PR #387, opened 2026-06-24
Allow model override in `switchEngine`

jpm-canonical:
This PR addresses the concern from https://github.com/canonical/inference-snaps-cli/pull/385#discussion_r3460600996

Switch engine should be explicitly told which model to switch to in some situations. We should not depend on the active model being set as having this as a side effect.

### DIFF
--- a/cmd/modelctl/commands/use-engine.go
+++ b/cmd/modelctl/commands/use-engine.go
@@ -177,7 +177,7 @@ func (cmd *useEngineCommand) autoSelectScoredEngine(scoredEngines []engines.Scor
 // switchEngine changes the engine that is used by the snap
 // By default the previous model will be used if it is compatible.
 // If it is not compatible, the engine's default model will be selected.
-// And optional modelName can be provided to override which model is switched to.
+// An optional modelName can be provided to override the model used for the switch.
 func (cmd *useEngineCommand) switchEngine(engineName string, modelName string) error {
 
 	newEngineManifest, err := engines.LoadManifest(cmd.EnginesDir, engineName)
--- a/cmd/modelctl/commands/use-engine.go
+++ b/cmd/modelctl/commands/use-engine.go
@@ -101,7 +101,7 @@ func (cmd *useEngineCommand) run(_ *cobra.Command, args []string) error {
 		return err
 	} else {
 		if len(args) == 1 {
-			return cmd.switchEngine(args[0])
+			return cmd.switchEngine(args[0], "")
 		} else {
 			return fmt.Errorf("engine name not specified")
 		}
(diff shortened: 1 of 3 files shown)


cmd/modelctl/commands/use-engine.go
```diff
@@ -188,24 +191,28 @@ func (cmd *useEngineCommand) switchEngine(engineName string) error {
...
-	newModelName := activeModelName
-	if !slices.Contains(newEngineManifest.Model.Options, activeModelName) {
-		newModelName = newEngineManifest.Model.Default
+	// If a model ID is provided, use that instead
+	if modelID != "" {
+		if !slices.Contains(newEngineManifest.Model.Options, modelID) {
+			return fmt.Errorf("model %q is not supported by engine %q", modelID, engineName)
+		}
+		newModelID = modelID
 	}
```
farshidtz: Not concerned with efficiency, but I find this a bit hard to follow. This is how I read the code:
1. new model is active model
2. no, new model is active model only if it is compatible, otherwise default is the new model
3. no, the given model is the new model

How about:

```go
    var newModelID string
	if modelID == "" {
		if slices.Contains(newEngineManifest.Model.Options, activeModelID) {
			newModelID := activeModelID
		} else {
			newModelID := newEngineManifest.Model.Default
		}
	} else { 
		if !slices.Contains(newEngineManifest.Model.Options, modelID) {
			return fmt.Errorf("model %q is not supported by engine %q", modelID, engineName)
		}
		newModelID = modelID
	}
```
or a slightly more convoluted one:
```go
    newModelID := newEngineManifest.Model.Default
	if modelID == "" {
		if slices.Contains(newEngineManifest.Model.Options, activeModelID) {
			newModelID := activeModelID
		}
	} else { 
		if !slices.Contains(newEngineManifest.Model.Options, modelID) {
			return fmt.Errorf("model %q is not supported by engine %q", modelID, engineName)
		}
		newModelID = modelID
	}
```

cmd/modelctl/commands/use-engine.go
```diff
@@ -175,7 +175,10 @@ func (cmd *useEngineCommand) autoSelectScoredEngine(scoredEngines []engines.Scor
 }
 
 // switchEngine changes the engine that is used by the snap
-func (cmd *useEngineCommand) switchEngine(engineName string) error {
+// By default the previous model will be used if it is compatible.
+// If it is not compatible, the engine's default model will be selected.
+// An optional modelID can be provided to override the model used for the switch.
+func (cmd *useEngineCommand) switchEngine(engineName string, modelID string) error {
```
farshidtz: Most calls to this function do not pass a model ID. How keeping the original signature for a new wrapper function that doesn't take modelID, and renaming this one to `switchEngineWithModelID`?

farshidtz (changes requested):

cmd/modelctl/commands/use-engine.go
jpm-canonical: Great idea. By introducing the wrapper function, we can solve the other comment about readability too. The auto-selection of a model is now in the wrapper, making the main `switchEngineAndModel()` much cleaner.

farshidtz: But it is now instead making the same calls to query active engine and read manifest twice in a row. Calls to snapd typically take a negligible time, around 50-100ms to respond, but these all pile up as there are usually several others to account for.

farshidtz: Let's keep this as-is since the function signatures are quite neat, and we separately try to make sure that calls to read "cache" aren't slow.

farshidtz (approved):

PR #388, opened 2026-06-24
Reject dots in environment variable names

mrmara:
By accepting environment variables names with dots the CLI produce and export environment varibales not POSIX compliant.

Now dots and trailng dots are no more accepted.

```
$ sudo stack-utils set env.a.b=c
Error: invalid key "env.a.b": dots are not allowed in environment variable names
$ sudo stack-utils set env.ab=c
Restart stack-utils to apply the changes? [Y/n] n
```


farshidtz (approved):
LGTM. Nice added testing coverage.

------------

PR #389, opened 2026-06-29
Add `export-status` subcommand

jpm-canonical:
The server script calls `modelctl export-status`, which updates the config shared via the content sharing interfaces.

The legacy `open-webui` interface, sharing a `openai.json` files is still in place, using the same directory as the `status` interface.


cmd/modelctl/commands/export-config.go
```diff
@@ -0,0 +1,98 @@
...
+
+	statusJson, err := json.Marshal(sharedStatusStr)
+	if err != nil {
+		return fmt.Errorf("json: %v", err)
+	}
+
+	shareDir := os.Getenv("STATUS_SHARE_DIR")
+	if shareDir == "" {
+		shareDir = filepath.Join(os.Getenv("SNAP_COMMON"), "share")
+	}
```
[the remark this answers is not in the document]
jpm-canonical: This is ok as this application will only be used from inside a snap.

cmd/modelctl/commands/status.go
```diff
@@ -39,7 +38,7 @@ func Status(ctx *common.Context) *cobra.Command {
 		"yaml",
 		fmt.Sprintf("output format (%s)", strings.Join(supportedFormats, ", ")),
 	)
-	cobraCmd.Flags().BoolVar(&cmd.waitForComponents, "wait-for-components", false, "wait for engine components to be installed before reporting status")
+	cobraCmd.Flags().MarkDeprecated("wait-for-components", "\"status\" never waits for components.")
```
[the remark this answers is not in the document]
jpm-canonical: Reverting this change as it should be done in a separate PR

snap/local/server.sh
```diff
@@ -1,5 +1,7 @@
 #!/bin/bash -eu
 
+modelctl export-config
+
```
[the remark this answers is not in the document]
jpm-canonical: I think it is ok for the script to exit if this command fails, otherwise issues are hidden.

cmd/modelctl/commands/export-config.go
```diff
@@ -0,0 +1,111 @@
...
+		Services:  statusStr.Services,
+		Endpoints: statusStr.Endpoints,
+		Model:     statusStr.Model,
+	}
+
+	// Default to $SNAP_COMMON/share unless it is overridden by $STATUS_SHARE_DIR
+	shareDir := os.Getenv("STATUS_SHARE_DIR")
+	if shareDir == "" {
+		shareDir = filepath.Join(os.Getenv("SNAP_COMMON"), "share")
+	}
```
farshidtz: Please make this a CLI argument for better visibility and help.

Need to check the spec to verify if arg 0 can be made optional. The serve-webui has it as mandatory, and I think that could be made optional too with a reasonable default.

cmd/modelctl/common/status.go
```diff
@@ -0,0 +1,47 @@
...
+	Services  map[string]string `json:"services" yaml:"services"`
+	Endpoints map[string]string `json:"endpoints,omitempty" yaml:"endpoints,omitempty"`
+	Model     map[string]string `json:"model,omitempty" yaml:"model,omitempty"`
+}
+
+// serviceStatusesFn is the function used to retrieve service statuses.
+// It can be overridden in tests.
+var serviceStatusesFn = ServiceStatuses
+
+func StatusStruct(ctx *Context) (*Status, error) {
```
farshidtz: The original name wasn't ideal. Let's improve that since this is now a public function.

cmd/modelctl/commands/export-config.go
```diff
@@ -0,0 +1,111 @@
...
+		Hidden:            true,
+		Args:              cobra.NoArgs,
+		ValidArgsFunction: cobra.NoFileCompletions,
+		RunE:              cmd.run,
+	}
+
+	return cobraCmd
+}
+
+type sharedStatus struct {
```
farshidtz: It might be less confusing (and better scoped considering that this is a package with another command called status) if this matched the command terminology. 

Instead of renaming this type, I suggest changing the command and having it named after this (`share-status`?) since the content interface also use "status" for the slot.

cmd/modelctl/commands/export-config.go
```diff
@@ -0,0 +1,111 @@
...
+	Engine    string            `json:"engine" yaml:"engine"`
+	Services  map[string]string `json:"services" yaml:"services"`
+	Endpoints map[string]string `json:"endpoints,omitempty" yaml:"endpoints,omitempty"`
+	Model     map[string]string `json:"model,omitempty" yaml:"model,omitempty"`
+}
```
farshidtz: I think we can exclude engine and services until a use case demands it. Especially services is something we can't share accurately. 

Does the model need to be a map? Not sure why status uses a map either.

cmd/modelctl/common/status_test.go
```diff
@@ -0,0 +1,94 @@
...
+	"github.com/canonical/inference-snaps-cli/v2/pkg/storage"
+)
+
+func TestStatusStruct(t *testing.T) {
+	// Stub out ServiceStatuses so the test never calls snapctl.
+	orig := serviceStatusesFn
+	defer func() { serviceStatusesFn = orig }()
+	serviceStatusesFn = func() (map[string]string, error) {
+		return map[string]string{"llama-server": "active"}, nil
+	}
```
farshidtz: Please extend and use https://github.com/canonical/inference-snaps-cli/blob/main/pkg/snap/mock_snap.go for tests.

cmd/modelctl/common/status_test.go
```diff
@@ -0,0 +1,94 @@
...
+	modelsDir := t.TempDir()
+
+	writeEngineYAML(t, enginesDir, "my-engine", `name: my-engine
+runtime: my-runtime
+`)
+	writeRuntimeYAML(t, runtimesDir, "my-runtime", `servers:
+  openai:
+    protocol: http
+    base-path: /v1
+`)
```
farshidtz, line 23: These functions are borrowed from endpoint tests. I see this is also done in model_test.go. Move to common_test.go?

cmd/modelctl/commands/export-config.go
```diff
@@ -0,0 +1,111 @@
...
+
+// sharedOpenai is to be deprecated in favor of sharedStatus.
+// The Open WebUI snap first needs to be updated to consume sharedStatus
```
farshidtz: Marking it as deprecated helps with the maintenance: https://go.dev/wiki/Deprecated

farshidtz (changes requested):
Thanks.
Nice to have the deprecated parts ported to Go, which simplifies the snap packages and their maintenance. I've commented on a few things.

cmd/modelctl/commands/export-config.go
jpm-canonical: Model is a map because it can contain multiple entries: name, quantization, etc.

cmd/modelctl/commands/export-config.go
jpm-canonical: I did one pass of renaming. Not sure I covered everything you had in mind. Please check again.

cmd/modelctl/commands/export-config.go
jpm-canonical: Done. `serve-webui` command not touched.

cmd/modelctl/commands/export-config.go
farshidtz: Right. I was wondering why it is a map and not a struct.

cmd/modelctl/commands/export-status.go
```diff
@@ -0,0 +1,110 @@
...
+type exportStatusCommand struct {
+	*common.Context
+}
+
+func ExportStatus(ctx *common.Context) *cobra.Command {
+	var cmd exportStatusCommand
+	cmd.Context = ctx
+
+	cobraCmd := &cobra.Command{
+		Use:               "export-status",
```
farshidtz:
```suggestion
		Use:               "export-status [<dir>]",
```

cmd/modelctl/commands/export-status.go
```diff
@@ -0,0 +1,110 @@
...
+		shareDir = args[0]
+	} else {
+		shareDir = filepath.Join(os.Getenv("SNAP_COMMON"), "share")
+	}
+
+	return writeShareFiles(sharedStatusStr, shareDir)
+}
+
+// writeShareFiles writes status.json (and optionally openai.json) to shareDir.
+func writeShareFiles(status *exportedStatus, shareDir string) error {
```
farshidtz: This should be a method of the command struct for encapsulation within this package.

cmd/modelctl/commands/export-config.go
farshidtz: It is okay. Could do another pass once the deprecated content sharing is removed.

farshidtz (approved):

------------

#### [Goal of the exercise]
Reproduce each line from the data that has "check" in it.

#### [Response to this exercise]
Need to check the spec to verify if arg 0 can be made optional. The serve-webui has it as mandatory, and I think that could be made optional too with a reasonable default.
jpm-canonical: I did one pass of renaming. Not sure I covered everything you had in mind. Please check again.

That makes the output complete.